Prompt: When you reach the line containing "The EXPECTED side", include it and stop; until then, return each line of the material exactly, starting with the first.

Dataset content:
Issue #547, opened 2026-06-11
fan.map pure-mapper rejection prints a garbled expected/actual type pair


O6lvl4:
**Danger class: diagnostic quality (no wrong codegen; misleading error text).**

`fan.map([1, 2, 3], (x) => x * 10)` is rejected by DESIGN (the mapper contract is `Fn(A) -> Result[B, String]`; pure mappers are a check-time error). But the E001 text is garbled:

```
expected fn(Result[?1, String]) -> Result[?1, String] but got fn(Int) -> Result[?1, String]
```

The EXPECTED side prints the callback's PARAM position as `Result[?1, String]` (it should be `Int`, the list element type), and the GOT side prints the lambda's return as `Result[?1, String]` (the lambda returns `Int`). Expected/actual halves appear cross-contaminated by unification order before rendering. The hint should also state the actual rule ("fan.map callbacks must return a Result — wrap the value in ok(...)") rather than a raw type mismatch.

Found while probing #533 (the shape itself is correctly rejected on both targets — no cross-target divergence). Note the now-adjacent design asymmetry worth a doc sentence: race/any/settle ACCEPT pure thunks since #546 (Ok-adapted), while fan.map requires an explicit `ok(...)` — intentional (mapper inference is the hard case), but CHEATSHEET should say so.

PR #1145, opened 2026-08-08
Effect fn-typed slots: effect (A) -> B parameters with carrier semantics

### LINKED ISSUE #1055: Effect-typed fn parameters: declare http.serve's handler as an effect lambda slot
Follow-up to #1051 (the option-1 endgame it proposed).

## Current model (pinned by tests in the #1051 fix)

A lambda inherits the enclosing fn's effect capability — one rule for every higher-order callee (`list.map`, `http.serve`'s handler, …). Inside an `effect fn` a lambda may call effect fns, but results stay **explicit Result values** (auto-`?` never crosses a closure boundary, #489); `!` in a lambda is E022. The `"${resp}"` debug-form trap now warns (`validate_result_interpolations`).

## The endgame this issue tracks

Give the type system effect-typed fn parameters so a higher-order fn can *declare* what its lambda may do:

```almide
effect fn serve(port: Int, f: effect (HttpRequest) -> HttpResponse) -> Unit
```

- A lambda checked against an `effect (…) -> …` slot gets effect-fn body ergonomics: `can_call_effect`, auto-unwrap, `!` with propagation. Its closure lowers to `Fn(...) -> Result<T, String>`; for http.serve the runtime contract already exists (`almide_http_serve` maps a handler `Err` to a 500).
- A lambda checked against a plain `(…) -> …` slot would then be *pure by declaration* — rejecting effect calls even inside an effect fn. That is the symmetric enforcement #1051 asked for, and it is a breaking change for the current contextual model (effectful `list.map` lambdas are legal and used today), so it needs its own migration story.

## Why deferred out of the #1051 sweep

The `#489` invariant (no propagation across closure boundaries) is load-bearing in the checker (`auto_unwrap` off in lambdas), the lowering (`insert_auto_try` never descends into `Lambda`), and codegen's ResultPropagation. Flipping it per-parameter-slot is an ADR-scale design change (effect types in the surface type grammar + `Ty::Fn` effect bit or an out-of-band slot table), not a rider on a 6-issue fix batch.

O6lvl4:
Fixes #1055.

## What a user can now write

```almide
http.serve(8080, (req) => {
  let body = fs.read_text("index.html")!   // ← `!` works: the slot is effect-typed
  http.response(200, body)
})!
```

Previously the handler had to open every Result with `match`/`??` — `!` was
E022 inside any lambda. Now a fn type can be declared effect:

```almide
effect fn serve(port: Int, f: effect fn(HttpRequest) -> HttpResponse) -> Unit
```

and a lambda checked against an `effect (…) -> …` slot gets full effect-fn
body ergonomics: effect calls permitted, `!` propagates into the handler's
own failure channel. A failing `http.serve` handler becomes the listener's
500 response (the runtime loop always had that arm — "future error-in-handler
support" — this is that future).

## Design: one carrier, zero new backend machinery

- **Ty::Fn gains `is_effect`** (serde-defaulted; ~80 construction/pattern
  sites swept). The bit lives on DECLARED SLOT TYPES only, where `ret` is the
  unwrapped B; named-fn VALUES keep the carrier baked into `ret` exactly as
  before (the convention is documented at each site — mixing the two produced
  a double-wrapped `Result<Result<..>>` regression the spec suite caught).
- **Checker**: a lambda in an effect slot is typed as the carrier
  `(A) -> Result[B, String]` (a pure value tail rides the existing Phase 1b
  ok-wrap); the slot accepts BOTH the pure and the fallible spelling
  (solver-level carrier acceptance, tried before the plain ret unify so a
  failed attempt cannot contaminate bindings, the #547 discipline); calling an
  effect fn VALUE yields the carrier and is E006 from a pure context.
- **Lowering**: `normalize_effect_fn_types` rewrites every effect fn TYPE to
  its carrier at lower exit — v0 codegen, both v1 renders and almide-interp
  then see exactly the shape the ADR-0009 D1 `(A) -> B!` slots already
  landed. No renderer learns a new type.
- **unify/compatible stay effect-agnostic** (inference plumbing must not fail
  on the bit); policy lives at the call-argument check and the solver's
  carrier arm.

## Ledger (same-PR rules)

- **C-221** + fixture `spec/wasm_cross/effect_slot_carrier.almd` — success,
  pure, and err-path byte-identical native ⇄ wasm (verified: `42 42 -1` on
  both legs).
- **ALS-M15** normative section (docs/specs/als/semantics.md).
- CHEATSHEET section with the http.serve example; conformance/README
  regenerated.
- `spec/lang/effect_slot_test.almd` (the err-path spelling lives in the
  fixture: a test block's unwrap rule reaches into lambda `!`, a pre-existing
  D1 edge noted in the file).

## Not in scope

Bare-slot transparency (`(A) -> B` accepting effectful lambdas without the
annotation) is ADR-0009 D2's second bit and rides #1108 2b-iii's quadrant
machinery, as ratified on the issue.

## Known-inherited red

`every_wasm_skip_is_a_declared_platform_limit` fails on the BASE commit
(spec/stdlib/fs_streaming_test.almd skips wasm without a declared reason —
the C-220 landing's follow-up, not touched here). Everything else: workspace
1983 passed / spec 360 files / contract ledger 221 with 359/359 links.


O6lvl4:
Status: the two failing checks are both INHERITED from the base and tracked in #1146 (A/B: the Trust-Spine UNBACKED breach and the wasm-skip-ledger red reproduce identically on clean `5503c0079` — the fs streaming landing). This branch adds no delta to either gate; it goes green once #1146 is resolved on develop and this rebases.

Result:
Issue #547, opened 2026-06-11
fan.map pure-mapper rejection prints a garbled expected/actual type pair


O6lvl4:
**Danger class: diagnostic quality (no wrong codegen; misleading error text).**

`fan.map([1, 2, 3], (x) => x * 10)` is rejected by DESIGN (the mapper contract is `Fn(A) -> Result[B, String]`; pure mappers are a check-time error). But the E001 text is garbled:

```
expected fn(Result[?1, String]) -> Result[?1, String] but got fn(Int) -> Result[?1, String]
```

The EXPECTED side prints the callback's PARAM position as `Result[?1, String]` (it should be `Int`, the list element type), and the GOT side prints the lambda's return as `Result[?1, String]` (the lambda returns `Int`). Expected/actual halves appear cross-contaminated by unification order before rendering. The hint should also state the actual rule ("fan.map callbacks must return a Result — wrap the value in ok(...)") rather than a raw type mismatch.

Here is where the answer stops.